Difficult conversations are…difficult. If you have to deliver bad news, don’t beat around the bush but prepare them for what’s coming rather than just blurting it out. “I have some news that’s going to be difficult to hear…” Or “Is this a good time to talk?” Those are just a couple examples, but many more are available. Look it up or ask people who routinely have to give bad news.
Take the family on periodic “spending fasts.”
As an exercise, go a day, a weekend or a week without spending any money. Make due with what you have.
Encourage participation. Tie in spending fasts with holidays, lent or in support of a cause.
We can learn, we can evolve. Let yourself be moved by the spirit. More beauty, more service, more humanity, deeper (or questioned) faith, more love. Always more love. That’s the best I can hope for: that you live a life full of love.
Be mindful of avoiding the “race to nowhere.”
No sense in stressing over school and work. We get one life!! LIVE it! Work hard at what you love. There will be seasons of busting your butt, and that’s good. Just make sure it’s in pursuit of something you’re passionate about.

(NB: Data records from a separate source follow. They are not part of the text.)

PR #1401, opened 2016-03-22
Added missing quotes around file variable

Lauszus:
This affected [scriptmodules/emulators/mupen64plus/mupen64plus.sh](https://github.com/RetroPie/RetroPie-Setup/blob/master/scriptmodules/emulators/mupen64plus/mupen64plus.sh) in case the retroarch configuration file has spaces in the file name.


Lauszus:
This was a problem for me as the retroarch auto config file for my PS3 controller was called "PLAYSTATION(R)3 Controller.cfg".

joolswills:
Thanks! well spotted :)

joolswills:
I thought we dealt with spaces (and other chars) in the retroarch configs - but perhaps not - I will review it, although less important now as we used to try and match the filename of the now removed config tool they shipped with - in any case, string parameters should be quoted :) cheers

PR #1404, opened 2016-03-25
Ports

joolswills:
It was getting confusing with so many "ports" config folders in /opt/retropie/configs/

this changeset moves all ports configs to $configdir/ports/NAME and that location is now used.

`$md_conf_root` points to $configdir usually, but is adjusted to "$configdir/ports" in addPort (addPort needs to be first now so this variable is set correctly).

This needs some testing.

### DIFF
--- a/scriptmodules/helpers.sh
+++ b/scriptmodules/helpers.sh
@@ -580,6 +580,14 @@ function setRetroArchCoreOption() {
     chown $user:$user "$configdir/all/retroarch-core-options.cfg"
 }
 
+# sets module config root to subfolder from $configdir - used for ports that are not actually in the ports etc
+function setConfigRoot() {
+    local dir="$1"
+    md_conf_root="$configdir"
+    [[ -n "$dir" ]] && md_conf_root+="/$dir"
+    mkUserDir "$md_conf_root"
+}
+
 # add a framebuffer mode to /etc/fb.modes - useful for adding specific resolutions used by emulators so SDL
 # can use them and utilise the rpi hardware scaling
 # without a 320x240 mode in fb.modes many of the emulators that output to framebuffer (stella / snes9x / gngeo)
@@ -654,7 +662,7 @@ function addSystem() {
 
         # automatically add parameters for libretro modules
         if [[ "$id" =~ ^lr- ]]; then
-            cmd="$emudir/retroarch/bin/retroarch -L $cmd --config $configdir/$system/retroarch.cfg %ROM%"
+            cmd="$emudir/retroarch/bin/retroarch -L $cmd --config $md_conf_root/$system/retroarch.cfg %ROM%"
         fi
     fi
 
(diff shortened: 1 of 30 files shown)


zerojay:
Let me know and I'll tackle converting my scripts over ASAP. I agree with this change, config was getting very crowded.

joolswills:
basically - to update a module

* Put addPorts first
* Use $md_conf_root instead of "$configdir" (you till need to include the name after eg $md_id or doom (configs for doom go in doom, but there are multiple modules that implement a doom port)
* no need for mkRomDir "$roms" (but subfolders have to be made if needed)

HerbFargus:
All seems fine to me, tested all the defaults and a few experimental like cgenius and xrick, no issues. 

One thing that I wasn't sure about was with my keyboard before I was pretty sure I could use hotkeys to exit but now it uses the escape key so I'm wonder if its missing a retroarch.cfg somewhere when it loads the libretro ports. which its looking like you may have addressed above

joolswills:
aah no. There is a bug with the paths hmm and I may need to introduce a new function to set the configdir perhaps rather than doing it in addPorts (so addPorts can be at the end like addSystem, but another function would need to be called first).

joolswills:
I need to have a think about the cleanest way of doing this, so that I don't have to keep reworking the modules :-)

joolswills:
I want to keep it so the same variables are used between modules, to keep it simple, but the problem is we have a inconsistent structure currently (eg love is in ports, but is actually a system in regards to config / rom folder structure, some ports are actually libretro cores and so on)

InsecureSpike:
I hope you don't mind me throwing in an idea, if the ports at the moment are including actual ports and systems could these not be split into two? ports stay as ports but experimental systems could go under another menu as experimental, then when they have been tested then they get moved out as normal and have their own system menus?

joolswills:
I'm going with a solution that means another function call is needed to set the config location for things that don't use the obvious default for the scriptmodule type (eg ports in libretrocores)

joolswills:
@InsecureSpike the way stuff is organised in the retropie-setup menu will be changed, with "core, main, and optional, and experimental modules" - that is separate from the work I am doing now, which is basically reorganising the config structure to match the roms directory structure more closely (so ports are not mixed amongst all the system folders)

InsecureSpike:
ahh I see, sorry for the confusion

joolswills:
@HerbFargus updated branch - I think the libretro ports should load their configs correctly now

HerbFargus:
Can confirm the libretro configs are fixed

joolswills:
Thanks for testing. I will merge.

joolswills:
One thing to note is for existing libretro ports (lr-prboom / lr-tyrquake / lr-nxengine)  - when it moves their configs, it won't overwrite the retroarch.cfg after with a new config so the retroarch.cfg will contain an old path for "input_remapping_directory" - it will create a retroarch.cfg.rp-dist with the new config though which can be copied over.

PR #1412, opened 2016-03-31
fix compiling scummvm from source

MarcLandis:
Running ./configure results in the following error:
ERROR: The keymapper and the event recorder cannot be enabled simultaneously currently, please disable one of the two

As keymapper is explicitly enabled already, disable eventrecorder.


joolswills:
Thanks. Somehow this error wasn't thrown before when building the binaries.

PR #1416, opened 2016-04-04
fix updating RetroPie-Setup from git

MarcLandis:
Current error:
You are not currently on a branch. Please specify which
branch you want to merge with. See git-pull(1) for details.

    git pull <remote> <branch>

### DIFF
--- a/scriptmodules/admin/setup.sh
+++ b/scriptmodules/admin/setup.sh
@@ -169,7 +169,7 @@ function updatescript_setup()
         return
     fi
     local error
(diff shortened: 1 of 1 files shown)


joolswills:
it's not broken - you have just switched your local branch. I don't want to hardcode it in, since this is useful for testing when working on another branch that is tracking another upstream

joolswills:
(do `git checkout master` and a plain git pull should be fine again)

MarcLandis:
oops sorry - you are right.

PR #1418, opened 2016-04-06
Add LXDE install option to Raspbian Tools

HerbFargus:


HerbFargus:
should be sorted

joolswills:
Thanks :)

PR #1419, opened 2016-04-07
rework autostart code to use raspi-config on jessie, and to show opti…

### LINKED ISSUE #1344: autostart improvements
Fix up autostart to use raspi-config if possible on jessie (takes parameters now).

joolswills:
…ons to boot to console or desktop, apart from on X11 where it has just an enable/disable autostart - fixes #1344


joolswills:
this may need a little bit more testing.

joolswills:
confirmed ok.

PR #483, opened 2016-11-21
docs(tutorial): add tutorial as zip and point to new debugger page

christianalfoni:
Depends on : https://github.com/cerebral/cerebral/pull/482


henri-hulski:
I would propose to use Github for the zip files. 
We can even put it in the root of the package and there should be a raw url to point to it. 

Alternatively we could create zips automatically in Github releases similar to the Atom downloads. 

But at least for now the former makes more sense.

henri-hulski:
The URL would be something like 
https://raw.githubusercontent.com/cerebral/cerebral/master/packages/tutorial/tutorial.zip

christianalfoni:
Yeah, github makes a lot more sense, totally agree. Let me change that :)

christianalfoni:
Okay, this is updated now, will do the same for electron apps

Guria:
No way. Let's avoid artifacts under vcs

christianalfoni:
@Guria I am completely blank on this... not sure what is best approach. You have any idea of where we can/should store it? :)

PR #486, opened 2016-11-22
refactor(forms): merge runValidation and validate

henri-hulski:
Move runValidation from validateField to validate.
As runValidation becomes the default export rename file to runValidation.js.
Reuse runValidation in validateForm and configureField.


henri-hulski:
Added also a fix to check first if the key is an object before testing if it contains a 'value'  key.

Guria:
Congrats, You have just won 1000 commit on repo 🎆

henri-hulski:
That's great!  🙌🎉🍻

PR #490, opened 2016-11-23
test(function-tree): ensure inputs are passed correctly with empty paths

christianalfoni:
Just a test to ensure that an edge case in Cerebral 1 does not happen in Cerebral 2

### DIFF
--- a/packages/function-tree/src/FunctionTree.test.js
+++ b/packages/function-tree/src/FunctionTree.test.js
@@ -240,4 +240,23 @@ describe('FunctionTree', () => {
     assert(branchStartCount, 2)
     assert(branchEndCount, 2)
   })
+  it('should pass correct input on empty paths', () => {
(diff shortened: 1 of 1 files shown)


packages/function-tree/src/FunctionTree.test.js
```diff
@@ -240,4 +240,25 @@ describe('FunctionTree', () => {
     assert(branchStartCount, 2)
     assert(branchEndCount, 2)
   })
+  it('should pass correct input on empty paths', () => {
+    let branchStartCount = 0
+    let branchEndCount = 0
```
henri-hulski: Lint errors: branchStartCount and branchEndCount are assigned a value but never used.

christianalfoni: DOH! Will rebase soon ;-)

And I hope you take seasons of rest, too. Time to recharge, reflect and decide what’s next for you.
Life is for the living. It’s okay to move on. It’s okay to laugh and dream, work, to party, to rest rest, etc. you honor the dead by living your life. Everyone meets up in the end anyway!
Practice “going without.” Talk about how nobody gets what they want all the time. We should learn how to just choose to go without something we want. Get them in on the discussion and pick something every day to do without.
I read this quote in a blog when my oldest was little: "You will never be more needed or more loved than you are right now. You will long for the days when your kids were little." So true.
These years are exhausting, but hang in there. You are their sun and moon.
When you begin dating it’s all butterflies and moonbeams. Eventually you’re going to do or say something that hurts the other person and vice versa. For that matter, eventually you’ll disagree about something. It’s VERY important to consider how they handle it. Nobody is perfect, it may not be pretty but it had better be civil. If not, don’t think for a second that they will change. Get outta there.
Google Taylor Swift contrast Kim Kardashion at 2024 Superbowl. Good vibes are always better than “cool.” Show up. Dog park energy. Forget trying to look cool.
Your mother and I would never want you to sacrifice the wellbeing of your own family for us. They should always be your priority. In the years ahead, make the choices that affirm that.